By Annalee Newitz
A BUNCH of Belgian neuroscientists finally figured out a way to turn spring break into an article for the Proceedings of the National Academy of Sciences. They report on what happens to the human brain after playing a lot of Duke Nukem and experiencing total sleep deprivation.
Although the study is actually about how the brain stores spatial memories (in which "spatial memories" refers to how well subjects remember virtual towns from the Duke Nukem game), it is in fact a very tidy way to make a science experiment out of everyday life.
If the scientists conducting the study aren't themselves in the habit of staying up all night playing video games, they almost certainly have friends, colleagues or children who are. Being neuroscience geeks, their first response when confronted with video-game obsession isn't, "Dude, what level are you on?" but rather, "Dude, what's it doing to your brain to stay up all night shooting invaders from another world?"

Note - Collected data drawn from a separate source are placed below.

PR #1212, opened 2026-06-05
feat(#1886 Slice B): intraprocedural linear-backed Uint8Array codegen

ttraenkler:
## #1886 Slice B — intraprocedural linear-backed `Uint8Array` codegen

Slice A (escape analysis) is merged. This is **Slice B**: the codegen that backs
a qualifying `new Uint8Array(...)` **local** by a `(ptr,len)` pair in linear
memory instead of a WasmGC vec — `b[i]` → `i32.load8_u`, `b[i]=v` →
`i32.store8`, `b.length` → a `len` local, and `process.std*.{read,write}(b)` →
zero-copy `fd_read`/`fd_write`. GC fallback is intact for every other
`Uint8Array`.

### Root cause of the WIP's wasm-validation failure (fixed)

The WIP failed validation with a void `main` ending in a bare `ref.null extern`
(`expected externref, found i32`). Two distinct bugs:

1. **Allocator funcIdx desync.** The WIP pre-emitted `__lin_u8_alloc` *before*
   `collectAllSourceImports`. `addImport` does **not** shift already-registered
   defined functions, so later imports shifted the import/defined boundary and
   left `call __lin_u8_alloc` pointing at an *import*. The wrong arity made the
   function's net stack delta `-1`; `stackBalance`'s function-level
   `fixBranch(expected=0)` then pushed a `ref.null extern` into the
   empty-block-typed void body to "fill" the perceived missing value → a value
   on the stack at function exit → invalid. **Fix:** emit `__lin_u8_alloc` in
   the deferred-helper zone (after the import scan, before the final
   native-string reconcile + user functions), matching
   `emitToUint32Helper`/`emitDeferredWasiHelpers`.
2. **Predicate mismatch.** The hoist pre-pass skipped the GC `$buf` local on the
   raw Slice-A `safeBindings` set, while the declaration site used the tighter
   Slice-B predicate. A buffer Slice A admitted but Slice B declined was left
   with no storage and pulled in GC extern helpers, desyncing `__str_flatten`.
   Both sites now share `isLocalLinearNewBinding`.

### Slice B scope (strictly intraprocedural + leak-free)

A buffer is linear-backed only if it is (1) a `new Uint8Array(...)` local,
(2) used **only intraprocedurally** (no user-function call argument — that needs
Slice C's signature rewrite), and (3) **allocated at most once per run** (not in
a loop; enclosing fn called ≤1× and never from a loop) — the bump arena has no
reset until Slice D. The arena global is registered on demand, so a WASI module
with no linear buffer is byte-identical to today.

### Validation

- `probe_u8` (single buffer in `main`) is linear-backed and round-trips
  correctly under wasmtime **v44** and **v45** (stdin `0x41` →
  `buf[0]=(0x41+1)&255=0x42` → stdout, rest zero-filled).
- `examples/native-messaging/nm_js2wasm.ts` compiles **byte-identical** to main
  (`cmp` passes). All its buffers escape via helper params (Slice C) or are
  per-frame-in-loop (Slice D), so Slice B correctly declines them; h2h on v44/v45
  is unchanged (`validJSON=true match=true`, 65 frames, flat ~24 MB on v45).
  **The host speedup is Slice C/D, not Slice B.**
- New `tests/issue-1886-slice-b.test.ts` (9 tests): validation, `buf[i]` r/w +
  I/O round-trip, `.length`, loop writes, and the escape/param/loop GC-fallback
  guards. `tests/issue-1886.test.ts` + `tests/wasi.test.ts` green.

Issue file: corrected the overstated "hold the body to beat AS" framing (linear
is the lever, not retention) and added `## Slice C` (interprocedural signature
rewrite — the host win) + `## Slice D` (zero-copy subarray view + arena reset)
sections. #1886 stays `in-progress` (Slices C/D remain).

### DIFF
--- a/plan/issues/1886-linear-backed-uint8array-wasi-io.md
+++ b/plan/issues/1886-linear-backed-uint8array-wasi-io.md
@@ -4,7 +4,7 @@ title: "Linear-backed Uint8Array for WASI I/O buffers (escape analysis) — avoi
 status: in-progress
 sprint: Backlog
 created: 2026-06-04
-updated: 2026-06-04
+updated: 2026-06-05
 priority: medium
 feasibility: hard
 reasoning_effort: high
@@ -21,6 +21,16 @@ related: [1863, 1527, 389]
 the `.wat` shows why, and it points at a concrete, *targeted* optimization.
 
 ## Why AssemblyScript is faster (measured + confirmed from its `.wat`)
+
+> **Framing correction (esch 2026-06-05):** the original issue title/body framed
+> this as "hold the body in memory to beat AS." That is **wrong** and the title
+> is kept only for issue continuity. The team-lead's held-GC-body measurement
+> confirmed that holding the 64 MiB body in a **GC array** is both *slower* and
+> *fatter* than streaming a 1 MiB window — retention is not the lever. **The
+> lever is getting the bytes out of the GC heap and into linear memory so
+> `fd_read`/`fd_write` touch them with zero copy** (and so element ops are
+> `i32.load8_u`/`i32.store8` against that same linear region). We *beat* AS on
+> memory precisely by NOT holding the body — we stream a small linear window.
 
 AssemblyScript uses **linear memory exclusively** — no WasmGC, no `array.new`/
 `array.copy`/`struct.new`. Its message buffer *is* linear memory, so `fd_read`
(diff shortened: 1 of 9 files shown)


ttraenkler:
Closing as superseded by #1202, which landed the same intraprocedural linear-backed Uint8Array (Slice B) implementation on main at 03:31 UTC (impl 9622c53ee, merge c791d7434). This branch was an independent reimplementation authored ~36 min after #1202 had already merged — a cross-session race, not drift (the DIRTY state was an add/add collision on linear-uint8-codegen.ts). main's version passes all the same gates (probe_u8 round-trips on wasmtime v44 and v45; nm-host h2h validJSON/match true; 20 tests green) and carries a more complete test suite and issue doc, so there's nothing unique here to land.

Now they have their answer. If you stay up all night killing aliens and go to work or school the next day, you won't remember the layout of the game you played very well. It turns out that sleeping allows the brain to reorganize our spatial memories, moving them from the short-term-memory zone of the hippocampus to the long-term-memory zone of the striatum, an area of the brain also associated with body movement.
The researchers learned this after telling 24 test subjects to play Duke Nukem. One group was given a regular night's sleep afterward. The other got no sleep at all. Both groups subsequently got two nights of sleep and were then tested for spatial recall. The sleep-deprived gamers remembered the layout of the game far less clearly than the sleepers, largely because they weren't aided by long-term striatal memories.
Sure that's interesting, and it confirms what you might guess: playing video games instead of sleeping is messing up your brain a little bit. But what I like about this study is the way its elements are cobbled together out of ordinary experience. This isn't the kind of test that can only be dreamed up in the labs of a synchrotron or a giant room full of superfast DNA sequencers. It's right out of our living rooms and laptops.
In the world of social science, there's a long tradition of people studying themselves or their own cultures. Anthropologists who dig live-action role-playing games turn themselves into "participant observers" and write books about friendship rituals in live-action role-playing games.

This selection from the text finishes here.